» Exercise input
PR #106, opened 2018-06-26
Add a list of all Skipped tests to the Test Result report

nirgilboa:
In a large test suite, it is useful to easily see a list of all skipped tests, as well as their age, i.e. for how many builds they've been skipped.
Previously it was only possible to view all tests in a given class, then sort by result to view the Skipped tests in it.

Note that I've left the "Duration" column, as tests may sometimes be skipped during execution, but it might be better to remove it to reduce clutter - I could use some feedback on that.

image

### DIFF
--- a/src/main/resources/hudson/tasks/test/MetaTabulatedResult/body.jelly
+++ b/src/main/resources/hudson/tasks/test/MetaTabulatedResult/body.jelly
@@ -25,6 +25,44 @@ THE SOFTWARE.
 
 <?jelly escape-by-default='true'?>
 <j:jelly xmlns:j="jelly:core" xmlns:st="jelly:stapler" xmlns:d="jelly:define" xmlns:l="/lib/layout" xmlns:t="/lib/hudson/test" xmlns:f="/lib/form">
+  <st:once>
+    <script type="text/javascript">
+      function showSkipped() {
+        const skippedTestsTable = document.getElementsByClassName("block collapse skipped")[0];
+        const showSkippedLink = document.getElementById("showSkippedLink");
+        skippedTestsTable.classList.add("show");
+        showSkippedLink.style.display = "none";
+      }
+    </script>
+    <style type="text/css">
+      *, ::after, ::before {
+      box-sizing: border-box;
+      }
+
+      .collapse {
+      display: block;
+      max-height: 0px;
+      overflow: hidden;
+      transition: max-height 0.5s cubic-bezier(0, 1, 0, 1);
+      }
+      .collapse.show {
+      max-height: 99em;
+      transition: max-height .5s ease-in-out;
+      }
+
+      .block {
+      margin-top: 10px;
+      padding: 0;
+      }
+      .block__content {
+      height: 100%;
+      }
+      a:link#showSkippedLink {
+      margin-top: 0.83em;
+      }
+    </style>
+  </st:once>
+
   <j:if test="${it.failCount!=0}">
     <h2>${%All Failed Tests}</h2>
     <table class="pane sortable bigtable stripped">
@@ -41,28 +79,6 @@ THE SOFTWARE.
           </td>
           <td class="pane" style="text-align:right;">
             <a href="${rootURL}/${f.failedSinceRun.url}" class="model-link inside">${f.age}</a>
-          </td>
-        </tr>
-      </j:forEach>
-    </table>
-  </j:if>
-
-  <j:if test="${it.skipCount!=0}">
-    <h2>${%All Skipped Tests}</h2>
-    <table class="pane sortable bigtable stripped">
-      <tr>
-        <td class="pane-header">${%Test Name}</td>
-        <td class="pane-header" style="width:4em">${%Duration}</td>
-        <td class="pane-header" style="width:3em">${%Age}</td>
-      </tr>
-      <j:forEach var="f" items="${it.skippedTests}" varStatus="i">
-        <tr>
-          <td class="pane no-wrap"><t:failed-test result="${f}" url="${f.getRelativePathFrom(it)}"/></td>
-          <td class="pane no-wrap" style="text-align:right;" data="${f.duration}">
-            ${f.durationString}
-          </td>
-          <td class="pane" style="text-align:right;">
-            <a href="${rootURL}/${f.skippedSinceRun.url}" class="model-link inside">${f.age}</a>
           </td>
         </tr>
       </j:forEach>
@@ -117,4 +133,34 @@ THE SOFTWARE.
       </tbody>
     </table>
   </j:if>
+
+  <j:if test="${it.skipCount!=0}">
+    <a id="showSkippedLink" name="editSkipped"
+       href="#showskipped"
+       onclick="javascript:showSkipped()">${%Show all skipped tests} ${">>>"}</a>
+    <div class="block collapse skipped">
+    <div class="block__content">
+    <h2>${%All Skipped Tests}</h2>
+    <table class="pane sortable bigtable stripped">
+      <tr>
+        <td class="pane-header">${%Test Name}</td>
+        <td class="pane-header" style="width:4em">${%Duration}</td>
+        <td class="pane-header" style="width:3em">${%Age}</td>
+      </tr>
+      <j:forEach var="f" items="${it.skippedTests}" varStatus="i">
+        <tr>
+          <td class="pane no-wrap"><t:failed-test result="${f}" url="${f.getRelativePathFrom(it)}"/></td>
+          <td class="pane no-wrap" style="text-align:right;" data="${f.duration}">
+            ${f.durationString}
+          </td>
+          <td class="pane" style="text-align:right;">
+            <a href="${rootURL}/${f.skippedSinceRun.url}" class="model-link inside">${f.age}</a>
+          </td>
+        </tr>
+      </j:forEach>
+    </table>
+    </div>
+    </div>
+  </j:if>
+
 </j:jelly>


nirgilboa:
@rsandell @uhafner  I'd appreciate your feedback, thanks :smiley:

src/main/java/hudson/tasks/junit/CaseResult.java
```diff
@@ -407,16 +414,42 @@ else if (getRun() != null) {
...
     }
-    
+
+    /**
+     * If this test was skipped, then return the build number
+     * when this test was first skipped.
+     */
+    @Exported(visibility=9)
+    public int getSkippedSince() {
+        // If we haven't calculated failedSince yet, and we should,
```
uhafner: skippedSince

src/main/java/hudson/tasks/junit/CaseResult.java
```diff
@@ -407,16 +414,42 @@ else if (getRun() != null) {
...
+        // do it now.
+        if (skippedSince==0 && getSkipCount()==1) {
+            CaseResult prev = getPreviousResult();
+            if(prev!=null && !prev.isPassed())
+                this.skippedSince = prev.getSkippedSince();
```
uhafner: What happens if in `previous` the test failed and therefore it has been disabled now? Then `previous.isPassed `is `false`, too. Might be a good setup for an integration test.

src/main/java/hudson/tasks/junit/CaseResult.java
```diff
@@ -407,16 +414,42 @@ else if (getRun() != null) {
...
+     * If this test was skipped, then return the build number
+     * when this test was first skipped.
+     */
+    @Exported(visibility=9)
+    public int getSkippedSince() {
+        // If we haven't calculated failedSince yet, and we should,
+        // do it now.
+        if (skippedSince==0 && getSkipCount()==1) {
+            CaseResult prev = getPreviousResult();
+            if(prev!=null && !prev.isPassed())
```
uhafner: It would make sense to always use `{}` for ifs.

nirgilboa:
Added an integration test which indeed helped to fix a logical error in getSkippedSince().
Thanks for your feedback!!

src/main/java/hudson/tasks/junit/CaseResult.java
nirgilboa: You're absolutely right - when a test becomes skipped, its skippedSince counter is set to the current build number.
In a subsequent build:
- If the test passes or fails, the skippedSince counter will be reset to 0.
- If the test is skipped again, the skippedSince is carried over from the previous build.

src/test/java/hudson/tasks/junit/HistoryTest.java
```diff
@@ -108,7 +108,87 @@ public void testFailedSince() throws Exception {
...
+        assertNotNull(eleanorCase);
         assertTrue("eleanor failed", !eleanorCase.isPassed());
-        assertEquals("eleanor has failed since build 3", 3, eleanorCase.getFailedSince()); 
+        assertEquals("eleanor has failed since build 3", 3, eleanorCase.getFailedSince());
+    }
+
+    @LocalData
+    @Test
+    public void testSkippedSince() throws Exception {
+        assertNotNull("project should exist", project);
```
uhafner: It is quite hard to understand if the setup is not visible and packed into a zip file. (But it is not your fault, as this approach has been used in the existing test case as well.)

nirgilboa: Completely agree :) it took running the test and examining its log in order to understand that a zip file was used..

src/main/java/hudson/tasks/junit/CaseResult.java
```diff
@@ -96,6 +96,13 @@
      */
     private /*final*/ int failedSince;
 
+    /**
+     * This test has been skipped since this build number (not id.)
+     *
+     * If {@link #isPassed() passing}, this field is left unused to 0.
+     */
+    private /*final*/ int skippedSince;
```
deepy: shouldn't `/*final*/` be removed?

src/main/java/hudson/tasks/junit/CaseResult.java
```diff
@@ -397,26 +404,52 @@ public int getPassCount() {
...
         }
         return failedSince;
     }
-    
+
+    /**
+     * If this test was skipped, then return the build number
+     * when this test was first skipped.
+     */
+    @Exported(visibility=9)
```
deepy: Shouldn't the visibility of the skipped tests be higher than the visibility of failed tests?

src/main/java/hudson/tasks/junit/CaseResult.java
nirgilboa: Thanks - removing

src/main/java/hudson/tasks/junit/CaseResult.java
nirgilboa: On second thought I think the visibility for getFailedSince and getSkippedSince should be identical.

nirgilboa:
@jglick ping

nirgilboa:
@jglick @abayer 
Could you please review and decide on this?

src/main/java/hudson/tasks/test/MetaTabulatedResult.java
```diff
@@ -41,4 +41,9 @@
      */
     public abstract Collection<? extends TestResult> getFailedTests();
 
+    /**
+     * All skipped tests.
+     */
+    public abstract Collection<? extends TestResult> getSkippedTests();
```
olivergondza: Careful, this is going to blow up for [implementations](https://github.com/search?q=org%3Ajenkinsci+%22extends+MetaTabulatedResult%22&type=Code) that predate this change as they will not implement this method. Must be non-abstract.

src/main/resources/lib/hudson/test/non-passed-test.jelly
```diff
@@ -25,19 +25,19 @@ THE SOFTWARE.
 <?jelly escape-by-default='true'?>
 <j:jelly xmlns:j="jelly:core" xmlns:st="jelly:stapler" xmlns:d="jelly:define" xmlns:l="/lib/layout" xmlns:t="/lib/hudson" xmlns:f="/lib/form">
   <st:documentation>
-    Display link to the failed test.
+    Display link to the test.
```
olivergondza: Ditto, for renaming a reusable tag. There appears to be at least one[1] external use of this.

[1] https://github.com/jenkinsci/mentor-questa-vrm-plugin/blob/04079b04117d351878e1be16d19c79fa38ed2568/src/main/resources/com/mentor/questa/vrm/jenkins/QuestaVrmRegressionResult/body.jelly#L45

src/main/resources/lib/hudson/test/aggregated-failed-tests.jelly
```diff
@@ -52,7 +52,7 @@ THE SOFTWARE.
           </tr>
           <j:forEach var="f" items="${report.result.failedTests}" varStatus="i">
             <tr>
-              <td class="pane no-wrap"><t:failed-test result="${f}" url="../${report.child.project.shortUrl}testReport/${f.getRelativePathFrom(report.result)}"/></td>
+              <td class="pane no-wrap"><t:non-passed-test result="${f}" url="../${report.child.project.shortUrl}testReport/${f.getRelativePathFrom(report.result)}"/></td>
```
olivergondza: Ditto, for renaming a reusable tag. There appears to be at least one[1] external use of this.

[1] https://github.com/jenkinsci/mentor-questa-vrm-plugin/blob/04079b04117d351878e1be16d19c79fa38ed2568/src/main/resources/com/mentor/questa/vrm/jenkins/QuestaVrmRegressionResult/body.jelly#L45

olivergondza:
I like the change in general. One small thing I would like to see improved is making the list of skipped tests *less* significant in the UI. Collapsed by default? Moved to the very bottom? It is useful for sure but probably distracting most of the time...

src/main/java/hudson/tasks/junit/CaseResult.java
```diff
@@ -397,26 +404,52 @@ public int getPassCount() {
...
+    public int getSkippedSince() {
+        // If we haven't calculated skippedSince yet, and we should, do it now.
+        if (skippedSince==0 && getSkipCount()==1) {
+            CaseResult prev = getPreviousResult();
+            if(prev!=null && prev.isSkipped()){
+                this.skippedSince = prev.getSkippedSince();
```
zbynek: Unlike failedSince, skippedSince is not available in XML, so this could recursively load all the skipped builds leading to StackOverflowError like [JENKINS-31660](https://issues.jenkins-ci.org/browse/JENKINS-31660) . IMHO it would be safer to save skippedSince in XML too and assume current build is the first skipped one if no information is found in XML, avoiding recursion. (Related to #117.)

nirgilboa: Good catch! I will review this and suggest a fix

nirgilboa: I've given this some thought.. as I understand we only parse the XML and have no control over its contents. Do you see any other way to protect against a StackOverflowError ?

nirgilboa:
Skipped tests table collapsed by default, accessible using a link placed at the bottom of the page.
Screenshots below:

Screenshot_ubuntu17 10_2019-05-31_16:48:42

Link is hidden and table is shown:
Screenshot_ubuntu17 10_2019-05-31_16:49:08

zbynek:
The skippedSince value is saved to XML (automatic saving of all fields, IIUC implemented by XStream2), but in most cases it's not computed before saving. See `SuiteResultTest::testSuiteResultPersistence` for implementation of saving test. For `failedSince` the freeze method makes sure that the field is computed before saving. If you add `recomputeSkippedSinceIfNeeded()` to `CaseResult::freeze`, saving will work, but it may lead to loading all the previous results from the disk. So `recomputeSkippedSinceIfNeeded` should fall back to previous build number if previous build failed but we don't know since when it's failing.

Also fixing the freeze method will cause a failure of the test `testPreviousBuildNotLoaded` from #117. Other way of testing for deep recursion is needed (maybe include 2 builds and make sure that we don't call `getPreviousBuild` on the older one?)

hodnajit:
Is it possible, that this feature will be merged? :) I would like to use this feature as well :)

timja:
> I'd love to see this feature available. What is lacking for a release? Basically lack of engagement? :-|

reviewing if https://github.com/jenkinsci/junit-plugin/pull/106#issuecomment-497928233 needs fixing and then resolving conflicts and testing it end 2 end. Basically needs someone (anyone) to pick it up and get it over the finish line.

nirgilboa:
I'll be happy to revive this and push it if there's demand :)

SebastianSolidwork:
Nice! There is demand :-) How could you have waited for so long !?!?12 ;-)

I would interested in the All Tests the least.
How about making All Skipped Tests as second table, like in the original comment?
If this is too much for here, I would create another issue.

olivergondza:
@nirgilboa, please resolve the conflicts. Thanks!

SebastianSolidwork:
@nirgilboa Any news on this one?

PR #110, opened 2018-08-28
External storage prototype

jglick:
Prototype of an SPI for keeping test results anywhere other than `junitResults.xml`.

Subsumes #109.

### DIFF
--- a/.mvn/extensions.xml
+++ b/.mvn/extensions.xml
@@ -1,0 +1,7 @@
+<extensions xmlns="http://maven.apache.org/EXTENSIONS/1.0.0" xmlns:xsi="http://www.w3.org/2001/XMLSchema-instance" xsi:schemaLocation="http://maven.apache.org/EXTENSIONS/1.0.0 http://maven.apache.org/xsd/core-extensions-1.0.0.xsd">
+  <extension>
+    <groupId>io.jenkins.tools.incrementals</groupId>
+    <artifactId>git-changelist-maven-extension</artifactId>
+    <version>1.0-beta-5</version>
+  </extension>
+</extensions>
--- a/.mvn/maven.config
+++ b/.mvn/maven.config
@@ -1,0 +1,2 @@
+-Pconsume-incrementals
+-Pmight-produce-incrementals
--- a/Jenkinsfile
+++ b/Jenkinsfile
@@ -1,1 +1,1 @@
-buildPlugin(jenkinsVersions: [null, '2.60.1'])
+buildPlugin()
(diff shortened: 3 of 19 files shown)


timja:
Hey @jglick 

What would it take to get some movement on this?
Did you implement a prototype consumer of this api?

I'm happy to spend a bit of time on this if you think it could be moved forward

jglick:
@timja indeed this was put on hold due to lack of interest from my employer in spending resources on [this general area](https://jenkins.io/sigs/cloud-native/pluggable-storage/). You should be able to get a rough idea of how far I got by looking at outstanding `TODO` comments and the coverage in `TestResultStorageTest`. If I get permission to spend some more time here, I would want to get it far enough along that all the basic functions of the plugin work (so far as automated tests are concerned) against the dummy provider using local H2 SQL, including at least one complex feature such as the trend graph implemented using a proper query. That would be enough for someone else with more practical database / cloud storage experience to prototype a realistic provider plugin (not necessarily SQL-based), which could be the reference implementation for a JEP, and help fill in some of the gaps in functionality needed for production use.

What is your interest in this? Is there a particular issue that is hurting you in the field—disk space consumption after many builds, difficulty creating custom reports, compliance requirement for archival storage, Remoting channel congestion transferring massive test results, slow build load time parsing `junitResult.xml`, etc.?

timja:
Specific interest in this currently is:
We're trying to decouple our jenkins from our infrastructure and reduce the access that it has, it's basically a god everywhere right now.

In this case we're running our tests in Kubernetes and wanting to report them back to jenkins, not have jenkins collect them

We were easily able to get artifacts back to jenkins using: https://github.com/jenkinsci/azure-artifact-manager-plugin and storing them in blob storage. It would be nice to be able to do something similar with the test results

General interest:
Jenkins is our most critical piece of infrastructure, anything that moves its storage off of the master and into blob storage is great for us.
Makes it more resilient to failure and easier to upgrade.

We also have disk spaces issues, 
image

I suspect the test reports don't contribute much to our disk space problems, but its hard to tell as there's soo many files that `du` doesn't respond in a reasonable time, I can run it against one teams jobs folder, come back 10 minutes later and not have a result.

timja:
Replaced by https://github.com/jenkinsci/junit-plugin/pull/141

src/main/java/hudson/tasks/test/DefaultTestResultParserImpl.java
```diff
@@ -48,7 +48,9 @@
  *
  * @since 1.343
  * @author Kohsuke Kawaguchi
+ * @deprecated Unused, unusable.
  */
+@Deprecated
```
jtnord, line 53: https://github.com/jenkinsci/cucumber-testresult-plugin/blob/master/src/main/java/org/jenkinsci/plugins/cucumber/jsontestsupport/CucumberJSONParser.java#L45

» Exercise objective
From the first line of the records to the line containing "In a large test", inclusive, transcribe everything exactly and leave out the rest.

» Solution
PR #106, opened 2018-06-26
Add a list of all Skipped tests to the Test Result report

nirgilboa:
In a large test suite, it is useful to easily see a list of all skipped tests, as well as their age, i.e. for how many builds they've been skipped.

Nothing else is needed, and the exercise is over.